### ABOUT THIS TASK
All lines up to and including the one that contains "over 1000 tools" are to be transcribed exactly, starting from the first line of the records.

Saved data entries:
------------

Issue #1195, opened 2025-07-20
FastMCP.from_openapi() takes too much time to create instance


itaru2622:
### Description

as described in https://github.com/jlowin/fastmcp/discussions/1191 , 
It takes too long time to create FastMCP instance from openAPI spec.
as the result, production mcp clients, such as VC copilot chat UI, often give up waiting FastMCP ready to serve when transport is stdio.

when replacing deepcopy implementation from builtin copy.deepcopy  into json.dumps+loads, it goes faster and 24% improved. i.e total time decreased to 3/4.

Ideally, we would get it faster, but unfortunately that may be difficult in a realistic time frame.

### Example Code

```Python
# the same as docs/integrations/openapi.mdx

from fastmcp import FastMCP
import httpx

client = httpx.AsyncClient()
# get spec from real production server, such as https://github.com/github/rest-api-description/tree/main/descriptions/*/*.json

spec = httpx.get("https://api.production.server.com/openapi.json").json()
mcp = FastMCP.from_openapi(spec, client=client)
#
# mcp client often gives up waiting FastMCP ready to serve.
#
print("mcp instance created.") # use logger and output message into file other than stdout/stderr, if transport==stdio.
mcp.run(transport='stdio')
```

### Version Information

```Text
FastMCP version:                                       2.10.6
MCP version:                                           1.12.0
Python version:                                        3.12.11

when I tested with python 3.13.5, the above investigation results are almost the same( just noise level differences)
```

jlowin:
I agree we can make improvements here but I just want to call out that OpenAPI specs of this size will be awful MCP servers. A good server should have on the order of 10 well defined tools. More than 100 would be extremely unusual and lead to bad performance. So while we should strive to make this better, the second we're talking about minutes to parse a file (the GitHub OpenAPI spec itself is 10 MB) we're not talking about effective MCPs anymore.

itaru2622:
@jlowin  I almost agree with you.
over 1000 tools in one MCP server may cause troubles, by AI miss understanding etc.
but to reduce num of MCP tools for existing REST server, it needs some tailoring works according to usecases  with try and errors.

I like features of this OSS, therefore it would be more nice to have performance.

PR #1196, opened 2025-07-20
getting faster for FastMCP.from_openapi()

itaru2622:
as described in https://github.com/jlowin/fastmcp/discussions/1191 and https://github.com/jlowin/fastmcp/issues/1195,

deepcopy implementation replaced from builtin copy.deepcopy into json.dumps+loads.


jlowin:
No, I don't like shadowing our copy operation with this imitation module. Why not just replace deepcopys with shallow copy's explicitly?

itaru2622:
@jlowin thank you for response.

when deepcopy replaced into shallow copy (copy.deepcopy -> copy.copy), then
updating copied object gives impacts into source object. 
in utilities/json_schema.py, it is going to prune something from instance, so I guess it is not safe to replace deepcopy into shallow copy.
but if you don't mind that, I will change the code as you mentioned.

regarding altcopy.copy,  I can delete it.

alternatives for deepcopy is:
backporting  copy.deepcopy from python main branch in locally  i.e. just https://github.com/python/cpython/blob/main/Lib/copy.py as newer  altcopy.py
in this case,  it gets almost the same performance as json.dumps+loads on my tiny investigation program.
but the volume of the code is longer than current PR code.

which one you like,  in below three choices:?
a)  replace deepcopy to shallow copy (copy.deepcopy -> copy.copy)
b)  backports copy(.deepcopy) from  the above cpython/Lib/copy.py  and memo its permanent link in backported source file.
c)  keep current deepcopy(json version) but delete copy function from altcopy.py

if you prefer others, let me know.

jlowin:
@itaru2622 I really appreciate how you've pushed this. In conjunction with the new parser (#1209), I have prepared some optimizations inspired by your analysis that I'll PR shortly. On my machine, parsing the entire GitHub API goes from 3+minutes to 1.5 seconds. Will be curious for your timing as well.

itaru2622:
@jlowin thank you for your work. 

I'm happy on hearing your good news.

------------

### ANSWER BOX
Issue #1195, opened 2025-07-20
FastMCP.from_openapi() takes too much time to create instance


itaru2622:
### Description

as described in https://github.com/jlowin/fastmcp/discussions/1191 , 
It takes too long time to create FastMCP instance from openAPI spec.
as the result, production mcp clients, such as VC copilot chat UI, often give up waiting FastMCP ready to serve when transport is stdio.

when replacing deepcopy implementation from builtin copy.deepcopy  into json.dumps+loads, it goes faster and 24% improved. i.e total time decreased to 3/4.

Ideally, we would get it faster, but unfortunately that may be difficult in a realistic time frame.

### Example Code

```Python
# the same as docs/integrations/openapi.mdx

from fastmcp import FastMCP
import httpx

client = httpx.AsyncClient()
# get spec from real production server, such as https://github.com/github/rest-api-description/tree/main/descriptions/*/*.json

spec = httpx.get("https://api.production.server.com/openapi.json").json()
mcp = FastMCP.from_openapi(spec, client=client)
#
# mcp client often gives up waiting FastMCP ready to serve.
#
print("mcp instance created.") # use logger and output message into file other than stdout/stderr, if transport==stdio.
mcp.run(transport='stdio')
```

### Version Information

```Text
FastMCP version:                                       2.10.6
MCP version:                                           1.12.0
Python version:                                        3.12.11

when I tested with python 3.13.5, the above investigation results are almost the same( just noise level differences)
```

jlowin:
I agree we can make improvements here but I just want to call out that OpenAPI specs of this size will be awful MCP servers. A good server should have on the order of 10 well defined tools. More than 100 would be extremely unusual and lead to bad performance. So while we should strive to make this better, the second we're talking about minutes to parse a file (the GitHub OpenAPI spec itself is 10 MB) we're not talking about effective MCPs anymore.

itaru2622:
@jlowin  I almost agree with you.
over 1000 tools in one MCP server may cause troubles, by AI miss understanding etc.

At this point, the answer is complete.